Passing NULL as the src argument to conversion functions UtfToUtfProc() (used by UtfIntToUtfExtProc() and UtfExtToUtfIntProc()), UtfToUnicodeProc(), UnicodeToUtfProc(), Iso88591ToUtfProc(), Iso88591FromUtfProc(), EscapeToUtfProc(), EscapeFromUtfProc(), TableToUtfProc(), and TableFromUtfProc() in generic/tclEncoding.c triggers the following undefined behaviors:

  • NULL + 0 pointer arithmetic when computing srcEnd = src + srcLen
  • NULL < NULL pointer comparison in the loop condition src < srcEnd
  • NULL - NULL pointer subtraction when computing *srcReadPtr = src - srcStart

Additionally, BinaryProc() uses memcpy() and will call it with NULL as the source, which is undefined even for copy length of 0.

UBSan currently only complains for pointer arithmetic using NULL (at least when compiled with Clang -fsanitize=pointer-overflow), and for memcpy() with NULL source (when compiled with GCC -fsanitize=nonnull-attribute). I do not observe Tcl behaving unexpectedly in any of these cases.

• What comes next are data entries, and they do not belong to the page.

PR #79, opened 2018-10-30
Make it possible to keep typedef'ed type names in SPIRV

AlexeySotkin:
In LLVM IR information about typedef'ed type name stored only in
kernel_arg_type metadata, but it is missed while translating in SPIRV.
There is no possibility to store typedef's in SPIRV.

As a workaround we store information about type names from
kernel_arg_type metadata in an OpString instruction and restore it
while translating from SPIRV to LLVM.

### DIFF
--- a/lib/SPIRV/SPIRVReader.cpp
+++ b/lib/SPIRV/SPIRVReader.cpp
@@ -2207,6 +2207,35 @@ bool SPIRVToLLVM::transNonTemporalMetadata(Instruction *I) {
   return true;
 }
 
+// Information of types of kernel arguments may be additionally stored in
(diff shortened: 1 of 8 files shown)


AlexeySotkin:
I would like to commit this change by the end of the week, unless there are objections.
Note that this is rather a workaround, and possibly will be reverted in the future.

AlexeySotkin:
As it was discussed on the call, we might use debug info instruction to carry this information in SPIRV. But that would bring in a significant amount of debug info instructions and increase size of the module. Also I think implementation of debug info approach will be complex, because translator is designed to generate debug info from corresponding debug info metadata, which are not always available.
So, since there is no other comments, I'm going to merge it now. We can revise this change later if  needed.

Example during startup when the TCL_LIBRARY environment variable is not set, TclpInitLibraryPath() (unix/tclUnixInit.c) calls Tcl_ExternalToUtfDString() with src == NULL:

$ unset TCL_LIBRARY
$ tclsh8.6 /dev/null
tcl/generic/tclEncoding.c:2300:18: runtime error: applying zero offset to null pointer

More complete example using C (not aware how to accomplish this from Tcl; I put this near the end of Tcltest_Init() for lack of a better place):

    if (1) {
#define MYENCODINGS_LEN 6
	const char * myencodings[MYENCODINGS_LEN] = {
		"identity",	/* BinaryProc */
		"utf-8",	/* UtfToUtfProc (UtfExtToUtfIntProc, UtfIntToUtfExtProc) */
		"unicode",	/* UnicodeToUtfProc, UtfToUnicodeProc */
		"iso8859-1",	/* Iso88591ToUtfProc, Iso88591FromUtfProc */
		"shiftjis",	/* TableToUtfProc, TableFromUtfProc */
		"iso2022"	/* EscapeToUtfProc, EscapeFromUtfProc */
	};
	int i;
	for (i = 0; i < MYENCODINGS_LEN; i++) {
	    Tcl_DString ds;
	    Tcl_DStringInit(&ds);
	    Tcl_Encoding e = Tcl_GetEncoding(interp, myencodings[i]);
	    fprintf(stderr, "\e[32m'%s'\e[0m\n", Tcl_GetEncodingName(e));
	    Tcl_ExternalToUtfDString(e, NULL, 0, &ds);
	    Tcl_DStringFree(&ds);
	    Tcl_UtfToExternalDString(e, NULL, 0, &ds);
	    Tcl_DStringFree(&ds);
	    Tcl_FreeEncoding(e);
	}
    }

Output:

$ TCL_LIBRARY= ./tcltest /dev/null
'identity'
tcl/generic/tclEncoding.c:2138:5: runtime error: null pointer passed as argument 2, which is declared to never be null
'utf-8'
tcl/generic/tclEncoding.c:2299:18: runtime error: applying zero offset to null pointer
'unicode'
tcl/generic/tclEncoding.c:2475:18: runtime error: applying zero offset to null pointer
tcl/generic/tclEncoding.c:2562:18: runtime error: applying zero offset to null pointer
'iso8859-1'
tcl/generic/tclEncoding.c:2913:18: runtime error: applying zero offset to null pointer
tcl/generic/tclEncoding.c:2995:18: runtime error: applying zero offset to null pointer
'shiftjis'
tcl/generic/tclEncoding.c:2683:18: runtime error: applying zero offset to null pointer
tcl/generic/tclEncoding.c:2797:18: runtime error: applying zero offset to null pointer
'iso2022'
tcl/generic/tclEncoding.c:3154:18: runtime error: applying zero offset to null pointer
tcl/generic/tclEncoding.c:3364:18: runtime error: applying zero offset to null pointer

Some possible styles for suggested fixes: either have functions exit early with dedicated block duplicating necessary final statements (not as feasible for EscapeFromUtfProc()); use a single NULL check and goto to skip over anything which assumes src is non-NULL; or add inline checks for NULL wherever src is assumed to be non-NULL. The last approach seems not too invasive: no required rearranging or duplication of existing code, only thing duplicated is NULL check; this is what the attached patch uses.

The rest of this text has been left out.